И пока я жив, он тоже есть. В этих воспоминаниях. В этой папиросе, которую я храню в кармане. В этом вопросе, который я буду задавать себе до конца дней: зачем люди идут на фронт и работают рабами для государства, проливая свою кровь непонятно на что?

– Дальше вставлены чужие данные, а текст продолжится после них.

PR #2766, opened 2019-10-24
IDataView to DataFrame

pgovind:
Implements https://github.com/dotnet/corefxlab/issues/2741
Also fixes https://github.com/dotnet/corefxlab/issues/2754

### DIFF
--- a/src/Microsoft.Data/DataFrame.IDataView.cs
+++ b/src/Microsoft.Data/DataFrame.IDataView.cs
@@ -136,5 +136,86 @@ namespace Microsoft.Data
                 return _position < _dataFrame.RowCount;
             }
         }
+
+        public static DataFrame FromIDataView(IDataView dataView)
+        {
+            DataViewSchema schema = dataView.Schema;
+            List<DataFrameColumn> columns = new List<DataFrameColumn>(schema.Count);
+
+            List<DataViewSchema.Column> activeColumns = new List<DataViewSchema.Column>();
+            foreach (DataViewSchema.Column column in schema)
+            {
+                if (column.IsHidden)
+                {
+                    continue;
+                }
+                activeColumns.Add(column);
+                DataViewType type = column.Type;
+                if (type == BooleanDataViewType.Instance)
+                {
+                    columns.Add(new PrimitiveDataFrameColumn<bool>(column.Name, dataView.GetRowCount() ?? 0));
+                }
+                else if (type == NumberDataViewType.Byte)
+                {
+                    columns.Add(new PrimitiveDataFrameColumn<byte>(column.Name, dataView.GetRowCount() ?? 0));
+                }
+                else if (type == NumberDataViewType.Double)
+                {
+                    columns.Add(new PrimitiveDataFrameColumn<double>(column.Name, dataView.GetRowCount() ?? 0));
+                }
+                else if (type == NumberDataViewType.Single)
+                {
+                    columns.Add(new PrimitiveDataFrameColumn<float>(column.Name, dataView.GetRowCount() ?? 0));
+                }
+                else if (type == NumberDataViewType.Int32)
+                {
+                    columns.Add(new PrimitiveDataFrameColumn<int>(column.Name, dataView.GetRowCount() ?? 0));
+                }
+                else if (type == NumberDataViewType.Int64)
+                {
+                    columns.Add(new PrimitiveDataFrameColumn<long>(column.Name, dataView.GetRowCount() ?? 0));
+                }
+                else if (type == NumberDataViewType.SByte)
+                {
+                    columns.Add(new PrimitiveDataFrameColumn<sbyte>(column.Name, dataView.GetRowCount() ?? 0));
+                }
+                else if (type == NumberDataViewType.Int16)
+                {
+                    columns.Add(new PrimitiveDataFrameColumn<short>(column.Name, dataView.GetRowCount() ?? 0));
+                }
+                else if (type == NumberDataViewType.UInt32)
+                {
+                    columns.Add(new PrimitiveDataFrameColumn<uint>(column.Name, dataView.GetRowCount() ?? 0));
+                }
+                else if (type == NumberDataViewType.UInt64)
+                {
+                    columns.Add(new PrimitiveDataFrameColumn<ulong>(column.Name, dataView.GetRowCount() ?? 0));
+                }
+                else if (type == NumberDataViewType.UInt16)
+                {
+                    columns.Add(new PrimitiveDataFrameColumn<ushort>(column.Name, dataView.GetRowCount() ?? 0));
+                }
+                else if (type == TextDataViewType.Instance)
+                {
+                    columns.Add(new StringDataFrameColumn(column.Name, dataView.GetRowCount() ?? 0));
+                }
+                else
+                {
+                    throw new NotSupportedException(nameof(type));
+                }
+            }
+
+            DataFrame ret = new DataFrame(columns);
+            DataViewRowCursor cursor = dataView.GetRowCursor(activeColumns);
+            while (cursor.MoveNext())
+            {
+                foreach (var column in activeColumns)
+                {
+                    columns[column.Index].AddValueUsingCursor(cursor, column);
+                }
+            }
+
+            return ret;
+        }
     }
 }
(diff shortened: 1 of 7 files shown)


src/Microsoft.Data/StringDataFrameColumn.cs
```diff
@@ -445,5 +445,24 @@ protected internal override Delegate GetDataViewGetter(DataViewRowCursor cursor)
...
             (ref ReadOnlyMemory<char> value) => value = this[cursor.Position].AsMemory();
+
+        protected internal override void AddValueUsingCursor(DataViewRowCursor cursor, DataViewSchema.Column schemaColumn)
+        {
+            long row = cursor.Position;
+            ReadOnlyMemory<char> value = default;
+            cursor.GetGetter<ReadOnlyMemory<char>>(schemaColumn)(ref value);
+            if (Length > row)
+            {
+                this[row] = new string(value.ToArray());
```
pgovind: Not sure if there's a way to avoid this copy

src/Microsoft.Data/StringDataFrameColumn.BinaryOperations.cs
```diff
@@ -42,54 +42,74 @@ public override DataFrameColumn Add<T>(T value, bool inPlace = false)
             return ret;
         }
 
-        public override PrimitiveDataFrameColumn<bool> ElementwiseEquals(DataFrameColumn column)
+        internal static PrimitiveDataFrameColumn<bool> ElementwiseEqualsImplementation(DataFrameColumn left, DataFrameColumn column)
```
pgovind: Let me know if you want me to put this into its own PR. The test case I added for the IDataView->DataFrame unit test failed because this method was missing on `ArrowStringDataFrameColumn` and it was easy enough to refactor

tests/Microsoft.Data.DataFrame.Tests/DataFrameTests.IDataView.cs
```diff
@@ -224,5 +224,19 @@ public void TestIDataViewWithNulls()
             Assert.Equal("", preview.ColumnView[14].Values[5].ToString()); // null row
             Assert.Equal("foo", preview.ColumnView[14].Values[6].ToString());
         }
+
+        [Fact]
+        public void TestDataFrameFromIDataView()
+        {
+            DataFrame df = MakeDataFrameWithAllColumnTypes(10, withNulls: false);
+            IDataView dfAsIDataView = df;
+            DataFrame newDf = DataFrame.FromIDataView(dfAsIDataView);
```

Ответа нет. Но вопрос остаётся.

А значит — я ещё не исчез.

Три года ожидания. Три года надежды, которая тлела, как уголек в золе. А потом пришла бумага.

***

Октябрь 1940 года

      Она пришла в сером конверте с казенной печатью. Не от Кэна — от его матери. Я узнал адрес, выведенный дрожащей рукой, и сразу всё понял. Не открывая. Не читая. Просто понял. Я стоял у почтового ящика и держал конверт в руках. Бумага была тонкая, дешевая, военного времени. Легче пуха. Легче жизни. Мимо проходили люди. Спешили по своим делам. Кому-то нужно было на завод, кому-то в очередь за рисом, кому-то просто успеть до затемнения. Мир продолжался. А я стоял и не мог вскрыть конверт. Потому что знал: как только я его вскрою, Кэн умрет по-настоящему. Пока бумага запечатана, он еще где-то есть. В Маньчжурии, в Китае, в плену, в госпитале — неважно. Жив. Только не пишет. Я сунул конверт в карман и пошел на завод.       В тот день я штамповал детали, как всегда. Руки делали свое дело, голова была в другом месте. Ёсида что-то говорил про новости с фронта, про победы, про доблестную армию. Я кивал, не слыша.       В обеденный перерыв я ушел в угол цеха, достал конверт и вскрыл. Письмо было коротким. Мать Кэна писала, как умела — коряво, с ошибками, с повторами:

«Сынок (это она мне, оказывается, так писала — «сынок»), получила бумагу из военкомата. Кэндзи погиб в бою под Нанкином еще в прошлом году. Прости, что сразу не написала — думала, может, ошибка. Может, вернется. Теперь уже не вернется. Ты приходи, если хочешь. Помянуть. Я всё та же, в том же доме. Если не сгорел еще. Приходи, сынок. Ему бы хотелось».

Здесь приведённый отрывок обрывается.